Wednesday, November 19, 2014

Convert sorted list to binary search tree

Leetcode link.

The way I handle this question is I first count how many nodes there are in the list, and construct an empty binary search tree, then use morris traversal/recursive inorder traversal to fill the whole tree with list value. Time complexity is O(n) with space complexity O(n).

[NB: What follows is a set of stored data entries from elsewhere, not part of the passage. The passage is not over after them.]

PR #9, opened 2026-07-26
Scope Python CI tests to run per-project, in isolation

leonarduk:
## Summary
Found while investigating adding branch protection: the "Run Tests" job's `pytest projects/ ... || echo "No tests found or tests failed"` swallows its own exit code, so it always reports success regardless of what actually happened.

Removing that swallow exposes that a single repo-wide `pytest projects/` run is genuinely broken:
- Several projects have unqualified `test_server.py`/`server.py` modules with no package structure (no `__init__.py`), so pytest's default import mode throws `import file mismatch` the moment two collide during collection.
- Each project has its own `requirements.txt` (e.g. `mcp>=1.0.0`), but the workflow only ever checked for one at the repo root, so `mcp`-dependent tests fail to even import (`ModuleNotFoundError`).

## Fix
Restructured the `test` job to loop over every `requirements.txt` under `projects/`, install that project's own dependencies, and run `pytest` scoped to just that directory. Skips directories with no test files (avoids pytest's "no tests ran" exit 5 being treated as a failure). The job's real exit code now propagates.

## Verification
Ran the equivalent loop locally (installing each project's deps, running pytest per-directory):
- `01-mcp-server-suite/servers/*`: all pass except `git-mcp-server`'s `test_real_git_lifecycle`, which hit a `UnicodeDecodeError` — **this looked like a Windows console-encoding artifact in my local run**; I could not confirm locally whether it reproduces on `ubuntu-latest` (what this workflow actually runs on). Watching this PR's own CI run will confirm either way.
- `04-gmail-inbox-labeler`: passes (uses the pre-fix test count since #7 hasn't merged yet)
- `web_mcp_server` (no test files): correctly skipped instead of failing

Not fixed here (kept separately scoped): the `lint`/`security` jobs still swallow their exit codes — that's a separate concern from the flaky-on-required-check risk, so left alone as informational-only for now.

## Summary by CodeRabbit

* **Tests**
  * Updated automated testing to run independently for each project.
  * Project-specific dependencies are installed before testing.
  * Projects without test files are skipped automatically.
  * Test results and coverage are reported separately, while failures still affect the overall build status.

### DIFF
--- a/.github/workflows/python-ci.yml
+++ b/.github/workflows/python-ci.yml
@@ -59,14 +59,24 @@ jobs:
 
     - name: Run each project's test suite in isolation
       run: |
-        # Each project directory under projects/ gets its own requirements
-        # install and its own pytest invocation. This avoids two problems
-        # that a single repo-wide `pytest projects/` run hits:
+        # Each project gets its own requirements install and its own pytest
+        # invocation. This avoids two problems that a single repo-wide
+        # `pytest projects/` run hits:
         #   - filename collisions (several projects have their own
         #     test_server.py / server.py with no package structure, which
         #     pytest's default import mode can't disambiguate)
         #   - missing dependencies (a project's own requirements.txt was
         #     never installed when only a root requirements.txt was checked)
+        #
+        # A "project" is identified per test directory, not per
+        # requirements.txt: starting from the directory containing test
+        # files, walk up toward projects/ looking for the nearest
+        # requirements.txt (handles a tests/ subfolder whose requirements.txt
+        # lives in its parent, e.g. projects/04-gmail-inbox-labeler/tests/).
+        # If no requirements.txt is found anywhere in that ancestry, the
+        # project is still tested (just without an install step) instead of
+        # being silently skipped.
+        #
         # git-mcp-server's integration test is excluded: it hardcodes a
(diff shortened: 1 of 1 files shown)


leonarduk:
## Re: DeepSeek review

**§2 (silent skip for projects without requirements.txt)** — valid, fixed in dd2bd29. Switched discovery from "loop over `requirements.txt` files" to "loop over test-file directories, walking up to find the nearest `requirements.txt` (or none)". A project with tests but no `requirements.txt` is now still tested, just without an install step, instead of being dropped. Verified locally with a scratch no-deps project and confirmed the existing `projects/04-gmail-inbox-labeler/tests/` → parent `requirements.txt` resolution still works, then re-ran on real CI (green, see latest "Run Tests" checks on this PR).

**§3 (shared-environment dependency conflicts across sequential `pip install`s)** — agreed this is a real limitation, not addressed in this PR. Filed as a follow-up rather than blocking on it here, since (a) it's not a regression from the pre-fix behavior (that also ran everything in one shared environment, just via a single `pytest projects/` collection that was mostly broken anyway) and (b) actually isolating per-project venvs in CI is a bigger change worth its own PR.

**§5 follow-ups** — noted; will track separately rather than scope-creep this PR further.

But geekforgeek provided another brilliant solution. I am still pondering on why this works, and my bet is on the similarity between dfs and inorder traversal. But here is the code and some comments:
TreeNode* helper(ListNode* &head, int low, int high) {
    if(low == high) {
        TreeNode* ret = new TreeNode(head->val);
        head = head->next;
        return ret;
    }
    else if(low > high) return NULL;
    int mid = low + ((high-low)>>1);
    TreeNode* left = helper(head, low, mid-1);
    TreeNode* ret = new TreeNode(head->val);
    ret->left = left;
    head = head->next;
    ret->right = helper(head, mid+1, high);
    return ret;
}

TreeNode *sortedListToBST(ListNode *head) {
    if(!head) return NULL;
    ListNode* walker = head;
    int count = 0;
    while(walker) {
        ++count;
        walker = walker->next;
    }
    return helper(head, 0, count-1);
} 

That low and high index is quite confusing, they actually only represents how many nodes there are in this section. For each valid loop (\( low <= high \)) we need to make sure the list pointer moves to the next section once the root node for this section is handled, such that when we reaches line 13 list pointer is at the start of this section.
Anyway, this is the first time I see code that build a tree from leaf nodes. Very brilliant idea.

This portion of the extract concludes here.